2 — Find the mistake
(a) Line 3.
(b) When subtracting (4x − 5y) from (4x + 3y), every term in the second bracket flips sign: 3y − (−5y) = 3y + 5y = +8y, not 3y − 5y = −2y. The student forgot to flip the sign on the −5y.

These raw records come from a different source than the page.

PR #30142, opened 2024-09-03
feat(jinja): add advanced temporal filter functionality

villebro:
### SUMMARY
Currently the `from_dttm` and `to_dttm` Jinja variables make it possible to reference the time range endpoints from within the Jinja context. However, they have some shortcomings:
- `to_dttm` always points to the current day, even if there's no time range present in the query (this appears to be a quirk of how the `get_since_until` helper function works).
- They are always formatted using the `.isoformat()` method. This means that it's difficult to use them for database-specific formatting that's readily available in `BaseEngineSpec.convert_dttm`.
- It's impossible to access a specific time filter if there are multiple time filters present.
- In the case of virtual datasets, it's not possible to remove the time filter from the outer query (this is possible for regular filter types using the `filter_value` and `get_filters` macros).

This PR adds a new Jinja macro called `get_time_filter`, which returns a dataclass with the following properties:
- `from_expr`: The SQL expression representing the start of the time range, if available
- `to_expr`: The SQL expression representing the end of the time range, if available
- `time_range`: The (usually) human readable raw value of the time filter (e.g. "No filter", "Last week" etc)

Please refer to the added docs for how the feature works in practice:

image
image

### TESTING INSTRUCTIONS
- Run examples in added docs
- Added unit tests (100 % coverage for added logic)

### ADDITIONAL INFORMATION

- [ ] Has associated issue:
- [ ] Required feature flags:
- [ ] Changes UI

### DIFF
--- a/docs/docs/configuration/sql-templating.mdx
+++ b/docs/docs/configuration/sql-templating.mdx
@@ -413,7 +413,6 @@ FROM logs
 WHERE
   dttm >= {{ time_filter.from_expr }}
   AND dttm < {{ time_filter.to_expr }}
-{% endif %}
 ```
 
 **Datasets**
--- a/docs/docs/configuration/sql-templating.mdx
+++ b/docs/docs/configuration/sql-templating.mdx
@@ -348,35 +348,38 @@ Here's a concrete example:
 
 **Time Filter for a Specific Column**
 
-The `{{ get_time_filter() }}` macro returns the time filter applied to a specific column. The macro takes the following
-parameters:
+The `{{ get_time_filter() }}` macro returns the time filter applied to a specific column. This is useful if you want
+to handle time filters inside the virtual dataset, as by default the time filter is placed on the outer query. This can
+have considerable performance implications, as many databases and query engines are able to optimize the query better
+if the temporal filter is placed on the inner query, as opposed to the outer query.
+
+The macro takes the following parameters:
 - `column`: Name of the temporal column. Leave undefined to reference the time range from a Dashboard Native Time Range
   filter (when present).
 - `target_type`: The target temporal type as recognized by the target  database (e.g. `TIMESTAMP`, `DATE` or
   `DATETIME`). If `column` is defined, the format will default to the type of the column. This is used to produce
-  the format of the `from_dttm` and `to_dttm` properties of the returned `TimeFilter` object. Note, that omitting
-  `column` and `target_type` will render format the temporal values as ISO format.
+  the format of the `from_expr` and `to_expr` properties of the returned `TimeFilter` object.
 
 The return type has the following properties:
-- `since`: the start of the time filter (if any)
-- `until`: the end of the time filter (if any)
+- `from_expr`: the start of the time filter (if any)
+- `to_expr`: the end of the time filter (if any)
 - `time_range`: The time range as defined on the
 
 Here's a concrete example using the `logs` table from the Superset metastore:
 
 ```
 {% set time_filter = get_time_filter("dttm", remove_filter=True) %}
-{% set since = time_filter.since %}
-{% set until = time_filter.until %}
+{% set from_expr = time_filter.from_expr %}
+{% set to_expr = time_filter.to_expr %}
 {% set time_range = time_filter.time_range %}
 
 SELECT
   *,
   {% if time_range %}'{{ time_range }}'{% else %}''{% endif %} as time_range
 FROM logs
-{% if since or until %}WHERE 1 = 1
-{% if since %}AND dttm >= {{ since }}{% endif %}
-{% if until %}AND dttm < {{ until }}{% endif %}
+{% if from_expr or to_expr %}WHERE 1 = 1
+{% if from_expr %}AND dttm >= {{ from_expr }}{% endif %}
+{% if to_expr %}AND dttm < {{ to_expr }}{% endif %}
 {% endif %}
 ```
 
--- a/docs/docs/configuration/sql-templating.mdx
+++ b/docs/docs/configuration/sql-templating.mdx
@@ -346,7 +346,7 @@ Here's a concrete example:
     order by lineage, level
 ```
 
-**Time Filter for a Specific Column**
+**Time Filter**
 
 The `{{ get_time_filter() }}` macro returns the time filter applied to a specific column. This is useful if you want
 to handle time filters inside the virtual dataset, as by default the time filter is placed on the outer query. This can
@@ -356,9 +356,12 @@ if the temporal filter is placed on the inner query, as opposed to the outer que
 The macro takes the following parameters:
 - `column`: Name of the temporal column. Leave undefined to reference the time range from a Dashboard Native Time Range
   filter (when present).
+- `default`: The default value to fall back to if the time filter is not present, or has the value `No filter`
 - `target_type`: The target temporal type as recognized by the target  database (e.g. `TIMESTAMP`, `DATE` or
   `DATETIME`). If `column` is defined, the format will default to the type of the column. This is used to produce
   the format of the `from_expr` and `to_expr` properties of the returned `TimeFilter` object.
+- `remove_filter`: When set to true, mark the filter as processed, removing it from the outer query. Useful when a
+  filter should only apply to the inner query.
 
 The return type has the following properties:
 - `from_expr`: the start of the time filter (if any)
@@ -372,10 +375,9 @@ Here's a concrete example using the `logs` table from the Superset metastore:
 {% set from_expr = time_filter.from_expr %}
 {% set to_expr = time_filter.to_expr %}
 {% set time_range = time_filter.time_range %}
-
 SELECT
   *,
-  {% if time_range %}'{{ time_range }}'{% else %}''{% endif %} as time_range
+  '{{ time_range }}' as time_range
 FROM logs
 {% if from_expr or to_expr %}WHERE 1 = 1
 {% if from_expr %}AND dttm >= {{ from_expr }}{% endif %}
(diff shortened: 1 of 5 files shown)


nytai:
So something that comes up often in the templateized datasets using these filter values is having defaults so that users can run the "sync columns from source" action and have their query execute. The dataset modal does have "Template parameters" setting but that actually ends up overriding anything set at the dashboard or chart level which is kind of unexpected. 

I've been advising users to always use if/else to check if the filter values are defined otherwise fallback to a reasonable default (eg last week or day), so that their query is valid even if not run in a dashboard or chart context. It would be good to bake this default behavior into the jinja expression so that expressing this is a little less verbose. Something like: 

`get_time_filter(..., default_time_range="Last Week")` and maybe even `get_time_filter(..., default_ from_expr ="2024-09-04", default_to_expr="2024-09-05")`

villebro:
> So something that comes up often in the templateized datasets using these filter values is having defaults so that users can run the "sync columns from source" action and have their query execute. The dataset modal does have "Template parameters" setting but that actually ends up overriding anything set at the dashboard or chart level which is kind of unexpected.
> 
> I've been advising users to always use if/else to check if the filter values are defined otherwise fallback to a reasonable default (eg last week or day), so that their query is valid even if not run in a dashboard or chart context. It would be good to bake this default behavior into the jinja expression so that expressing this is a little less verbose. Something like:
> 
> `get_time_filter(..., default_time_range="Last Week")` and maybe even `get_time_filter(..., default_from_expr ="2024-09-04", default_to_expr="2024-09-05")`

That's a really good idea 👍 To keep things simple, I would prefer only having `default_time_range`, as it would be possible to express the explicit dates in the latter example with the time range syntax as follows: `"2024-09-04 : 2024-09-05"`. And maybe even simplifying the naming further to keep it in line with the existing `filter_values`, and just calling it `default`:

```python
def get_time_filter(
    self,
    column: str | None = None,
    default: str | None = None,
    target_type: str | None = None,
    remove_filter: bool = False,
) -> TimeFilter:
    ...
    # logic to populate time_range from filter value
    ...
    if time_range == NO_TIME_RANGE and default:
        time_range = default
    ...
```

villebro:
@nytai I've added the default option in the latest commit: https://github.com/apache/superset/pull/30142/commits/288e6af1b08bd25be6d72ebf6d27e69c3aa3a7ba

nytai (approved):
LGTM

docs/docs/configuration/sql-templating.mdx
```diff
@@ -17,8 +17,8 @@ made available in the Jinja context:
 
 - `columns`: columns which to group by in the query
 - `filter`: filters applied in the query
-- `from_dttm`: start `datetime` value from the selected time range (`None` if undefined)
-- `to_dttm`: end `datetime` value from the selected time range (`None` if undefined)
+- `from_dttm`: start `datetime` value from the selected time range (`None` if undefined) (deprecated, use `get_time_filter` instead)
```
sfirke, line 20: Maybe say "deprecated beginning in version 4.1.0" since we don't have versioned docs?

docs/docs/configuration/sql-templating.mdx
```diff
@@ -346,6 +346,75 @@ Here's a concrete example:
     order by lineage, level
 ```
 
+**Time Filter**
+
+The `{{ get_time_filter() }}` macro returns the time filter applied to a specific column. This is useful if you want
+to handle time filters inside the virtual dataset, as by default the time filter is placed on the outer query. This can
+have considerable performance implications, as many databases and query engines are able to optimize the query better
```
sfirke, line 353:
```suggestion
considerably improve performance, as many databases and query engines are able to optimize the query better
```

sfirke: clarifying that the performance implications are positive

docs/docs/configuration/sql-templating.mdx
```diff
@@ -346,6 +346,75 @@ Here's a concrete example:
...
+- `target_type`: The target temporal type as recognized by the target  database (e.g. `TIMESTAMP`, `DATE` or
+  `DATETIME`). If `column` is defined, the format will default to the type of the column. This is used to produce
+  the format of the `from_expr` and `to_expr` properties of the returned `TimeFilter` object.
+- `remove_filter`: When set to true, mark the filter as processed, removing it from the outer query. Useful when a
+  filter should only apply to the inner query.
+
+The return type has the following properties:
+- `from_expr`: the start of the time filter (if any)
+- `to_expr`: the end of the time filter (if any)
+- `time_range`: The time range as defined on the
```
sfirke, line 369: This line is incomplete -- defined on the what?

docs/docs/configuration/sql-templating.mdx
```diff
@@ -346,6 +346,75 @@ Here's a concrete example:
...
+FROM logs
+{% if from_expr or to_expr %}WHERE 1 = 1
+{% if from_expr %}AND dttm >= {{ from_expr }}{% endif %}
+{% if to_expr %}AND dttm < {{ to_expr }}{% endif %}
+{% endif %}
+```
+
+Assuming we are creating a table chart with a simple `COUNT(*)` as the metric with a time filter `Last week` on the
+`dttm` column, this would render the following query on Postgres (note the formatting of the temporal filters, and
+the missing filters on the outer query):
```
sfirke, line 390:
```suggestion
the absence of time filters on the outer query):
```

superset/jinja_context.py
```diff
@@ -354,6 +375,78 @@ def get_filters(self, column: str, remove_filter: bool = False) -> list[Filter]:
...
+        :param column: Name of the temporal column. Leave undefined to reference the
+            time range from a Dashboard Native Time Range filter (when present).
+        :param default: The default value to fall back to if the time filter is
+            not present, or has the value `No filter`
+        :param target_type: The target temporal type as recognized by the target
+            database (e.g. `TIMESTAMP`, `DATE` or `DATETIME`). If `column` is defined,
+            the format will default to the type of the column. This is used to produce
+            the format of the `from_expr` and `to_expr` properties of the returned
+            `TimeFilter` object. Note, that omitting `column` and `target_type` will
+            render format the temporal values as ISO format.
```
sfirke, line 398:
```suggestion
            render the temporal values as ISO format.
```

sfirke (commented):
Docs & comments: A few documentation language suggestions and I pointed out a place where a sentence stops halfway.

Code: I glanced at the code, it's mostly beyond me so I'll defer to others there.

Overall: seems like a nice improvement in functionality, I appreciate the complete documentation to go with it 🙏

docs/docs/configuration/sql-templating.mdx
villebro: Good call - I'll deprecate as of 5.0, as this will likely not be cherried into the 4.1 branch.

villebro:
Thanks for the review @sfirke ! All very good callouts, I've addressed the comments in https://github.com/apache/superset/pull/30142/commits/0212fa9192848d634f77f2ca139436eda5f9bd81

giftig (approved):
LGTM

villebro:
I added a self-assigned task for removing docs for `from_dttm` and `to_dttm` in favor of this macro in 5.0: https://github.com/orgs/apache/projects/345?pane=issue&itemId=78905534

Vitor-Avila:
hey @villebro, 

This is amazing! Thank you so much for working on this new macro. 🙏 It's super powerful -- can't wait to test it. 🙌 

One question: you mentioned that one of the limitations with the `from_dttm` and `to_dttm` macros is the inability to apply multiple temporal filters. Could you confirm if this is now possible with this macro? I could see it happening since it supports specifying a `column`, however in the dashboard temporal filter a column is not specified, so I assume it's still impossible to add two distinct/indepentent temporal filters at the dashboard level -- is that correct?

villebro:
> hey @villebro,
> 
> This is amazing! Thank you so much for working on this new macro. 🙏 It's super powerful -- can't wait to test it. 🙌

Thanks for the feedback, super happy if this is useful to someone else, too ❤️ 

> One question: you mentioned that one of the limitations with the `from_dttm` and `to_dttm` macros is the inability to apply multiple temporal filters. Could you confirm if this is now possible with this macro? I could see it happening since it supports specifying a `column`, however in the dashboard temporal filter a column is not specified, so I assume it's still impossible to add two distinct/indepentent temporal filters at the dashboard level -- is that correct?

With this it's indeed possible to extract the temporal value for multiple different columns. However, in the context of dashboard filtering, unfortunately the dashboard time range filter doesn't yet support applying to a specific temporal column (when the time range filter applies a value, I believe it attaches to all temporal filters currently 🙁). What I'd like to see is adding an optional dataset and column dropdown in the time range filter, and if that's selected, then it will apply a temporal filter only to that column. I've heard lots of people ask for that, and it shouldn't be that difficult to implement IMO.

Vitor-Avila:
that totally makes sense! 🙏 I also believe this new macro would already allow you to pull distinct temporal filters from the chart context to apply to the inner query, which is super cool.

I 100% support and agree with those changes to the temporal filter - Ideally we should support selecting which temporal column is getting filtered, to allow multiple distinct filters in a dashboard (similar to the filter value). I think the only additional consideration is that right now when you create a chart, it automatically adds the dataset's main dttm column to the filter as a "placeholder", so that dashboard time range filters are applied to it. If it becomes possible to control/differentiate the column in the filter configuration, we would just need to make sure that this filter doesn't get applied to the "placeholder columns" too.

jkryanchou:
I wish this feature should be released as soon as it possible.

PR #30030, opened 2024-08-27
chore(docs): docker instructions use `docker compose` instead of the deprecated `docker-compose`

rusackas:
### SUMMARY
`docker-compose` isn't included in the newest installations of Docker, and is on the path toward deprecation, apparently. 

This PR makes the relevant changes to move us into a post-`docker-compose` world, where we now type `docker compose`. 

I will now close all 49 open Issues that mention `docker-compose`. Kidding!!!

### ADDITIONAL INFORMATION

- [ ] Has associated issue:
- [ ] Required feature flags:
- [ ] Changes UI
- [ ] Includes DB Migration (follow approval process in [SIP-59](https://github.com/apache/superset/issues/13351))
  - [ ] Migration is atomic, supports rollback & is backwards-compatible
  - [ ] Confirm DB migration upgrade and downgrade tested
  - [ ] Runtime estimates and downtime expectations provided
- [ ] Introduces new feature or API
- [ ] Removes existing feature or API

PR #30144, opened 2024-09-04
docs: document how docker-compose-image-tag requires -dev suffixed images

mistercrunch:
Realized [here](https://github.com/apache/superset/discussions/29999#discussioncomment-10490167) that `docker-compose-image-tag.yml` requires a -dev suffixed image to work as expected. Updating default TAG to latest-dev and related docs.

Side mission: removing warning related to version key in `docker-compose*.*` that are not used/supported anymore


sfirke (approved):
I think this will clarify things for a lot of people!  I have a few suggestions for clarity and to move from "docker-compose" to "docker compose" as in #30030

PR #30156, opened 2024-09-04
fix: FacePile is requesting avatars when SLACK_ENABLE_AVATARS is false

michael-s-molina:
### SUMMARY
https://github.com/apache/superset/pull/27849 introduced the Slack Avatar integration which augments the `FacePile` component with avatar images. This PR fixes an issue where the avatar images were being requested even when `SLACK_ENABLE_AVATARS` is `False`, generating unnecessary requests.

### TESTING INSTRUCTIONS
Check that avatar images are not requested if `SLACK_ENABLE_AVATARS` is `False`.

### ADDITIONAL INFORMATION
- [ ] Has associated issue:
- [ ] Required feature flags:
- [ ] Changes UI


villebro (approved):
LGTM, thanks for the fix

mistercrunch (approved):
Thanks for the improvement, this is better than the solution I had -> the backend would disregard the call and return a 204 when the flag was disabled https://github.com/apache/superset/blob/master/superset/views/users/api.py#L147-L164

Better to not call at all in the first place though! I didn't know an easy way to get access to the FF from the component...

PR #30262, opened 2024-09-12
chore: bump cypress to v 11

eschutho:
### SUMMARY

Per the cypress docs, this experimental flag should help with some of the chromium memory problems we've been seeing, but it needs at least v12 in order to do anything: 
https://docs.cypress.io/guides/references/error-messages#The-Chromium-Renderer-process-just-crashed

Bumping this version to 11. We'll do 12 in a separate PR
### ADDITIONAL INFORMATION

- [ ] Has associated issue:
- [ ] Required feature flags:
- [ ] Changes UI


superset-frontend/cypress-base/cypress.config.ts
```diff
@@ -26,9 +26,9 @@ export default eyesPlugin(
     defaultCommandTimeout: 8000,
     numTestsKeptInMemory: 0,
     experimentalFetchPolyfill: true,
+    experimentalMemoryManagement: true,
     requestTimeout: 10000,
     video: false,
-    videoUploadOnPasses: false,
```
villebro, line 31: Was this removal intentional? I don't see it mentioned in the docs or the description..

villebro (commented):
Nice, let's hope this fixes that flaky test! One comment on the removed config.

superset-frontend/cypress-base/cypress.config.ts
eschutho: Yeah, it was flagged by typescript that it no longer exists.

eschutho:
I checked to see if we had tried this flag before, and sure enough @rusackas had a PR that enabled it, and then removed it because it wasn't supported in v10. (they added support in v12). So I'm trying my luck to see how easily I can bump to 12. 🤞

superset-frontend/cypress-base/cypress.config.ts
villebro: Oh ok, that explains why it wasn't mentioned in the docs 😄

superset-frontend/cypress-base/package.json
```diff
@@ -29,7 +29,7 @@
   },
   "devDependencies": {
     "@types/querystringify": "^2.0.0",
-    "cypress": "^10.11.0",
+    "cypress": "^11.2.0",
```
sadpandajoe, line 32: This is a bump to cypress 11 and not 12, right?

eschutho: Yeah, I was running tests on 11 and then was going to to 12, but I think I'll just stick to 11 in this PR.

villebro (approved):
LGTM, thanks for working on this ❤️

superset-frontend/cypress-base/package.json
sadpandajoe: Ok this looks good then

sadpandajoe (approved):

geido (approved):

rusackas (approved):
I think there's a way to upgrade with a GUI using `npx` if you're not already aware. I've been curious how well that works, maybe it'll be helpful for the next bumps.

eschutho:
> I think there's a way to upgrade with a GUI using `npx` if you're not already aware. I've been curious how well that works, maybe it'll be helpful for the next bumps.

Oh nice. I'll try that. There's also a PR already where someone did the difficult work of bumping to v13. I was thinking of reviving that PR.

PR #30266, opened 2024-09-13
feat: allow configuring an engine context manager

betodealmeida:
### SUMMARY

This PR introduces a configurable context manager that wraps the `create_engine` call to analytical databases. The intended use case is to configure the Oracle driver with tenant-specific settings in a multi-tenant environment, but there are many other potential use cases for this:

1. Custom logging
2. Supressing noisy logs from 3rd party database drivers
3. `chroot`ing to prevent 3rd party databases drivers from accessing the filesystem (maybe using [pychroot](https://pypi.org/project/pychroot/))

N/A

### TESTING INSTRUCTIONS

Added a unit test.

### ADDITIONAL INFORMATION

- [ ] Has associated issue:
- [ ] Required feature flags:
- [ ] Changes UI

### DIFF
--- a/superset/config.py
+++ b/superset/config.py
@@ -33,10 +33,11 @@ import os
 import re
 import sys
 from collections import OrderedDict
+from contextlib import contextmanager
 from datetime import timedelta
 from email.mime.multipart import MIMEMultipart
 from importlib.resources import files
-from typing import Any, Callable, Literal, TYPE_CHECKING, TypedDict
+from typing import Any, Callable, Iterator, Literal, TYPE_CHECKING, TypedDict
 
 import click
 import pkg_resources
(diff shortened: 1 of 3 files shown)


superset/config.py
```diff
@@ -1142,16 +1143,18 @@ def CSV_TO_HIVE_UPLOAD_DIRECTORY_FUNC(  # pylint: disable=invalid-name
 # uploading CSVs will be stored.
 UPLOADED_CSV_HIVE_NAMESPACE: str | None = None
 
+
 # Function that computes the allowed schemas for the CSV uploads.
 # Allowed schemas will be a union of schemas_allowed_for_file_upload
 # db configuration and a result of this function.
+def allowed_schemas_for_csv_upload(  # pylint: disable=unused-argument
```
betodealmeida, line 1150: I rewrote this as a function since it's easier to read and removes the lambda complaint from the linter.

mistercrunch (approved):
Nice. Did grepping to check if there were some rogue `create_engine` calls not going through this method and it looked squeaky cleaned.

dpgaspar (approved):
Nice!

betodealmeida:
> Nice. Did grepping to check if there were some rogue `create_engine` calls not going through this method and it looked squeaky cleaned.

@mistercrunch yeah, when we implemented SSH tunneling we had to consolidate all the logic in a single place.

PR #30274, opened 2024-09-13
chore: move SLACK_ENABLE_AVATARS from config to feature flag

mistercrunch:
Needed to make SLACK_ENABLE_AVATARS more dynamic @ Preset so it's easy for us to turn this feature on/off and allow us for a progressive rollout.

(c) Corrected: 0 + 8y = 32 → y = 4. Back: 4x + 3(4) = 22 → 4x = 10 → x = 2.5. Check Eq 2: 4(2.5) − 5(4) = 10 − 20 = −10 ✓.
3 — Open-ended (sample solution)
Sample pair: 2x + 3y = 0 and 5x − 4y = 23. At (3, −2): 2(3) + 3(−2) = 0 ✓ and 5(3) − 4(−2) = 15 + 8 = 23 ✓.
Multipliers: × Eq 1 by 4 and × Eq 2 by 3 to eliminate y.
Working: 8x + 12y = 0 and 15x − 12y = 69. Add (opposite sign on y): 23x = 69 → x = 3. Back: 2(3) + 3y = 0 → 3y = −6 → y = −2 ✓.
Check originals: (3, −2) satisfies both as above ✓.
Marking: 1 for a valid pair with (3, −2) as the unique solution; 1 for choosing multipliers that make elimination clean; 1 for the elimination working; 1 for the substitution check.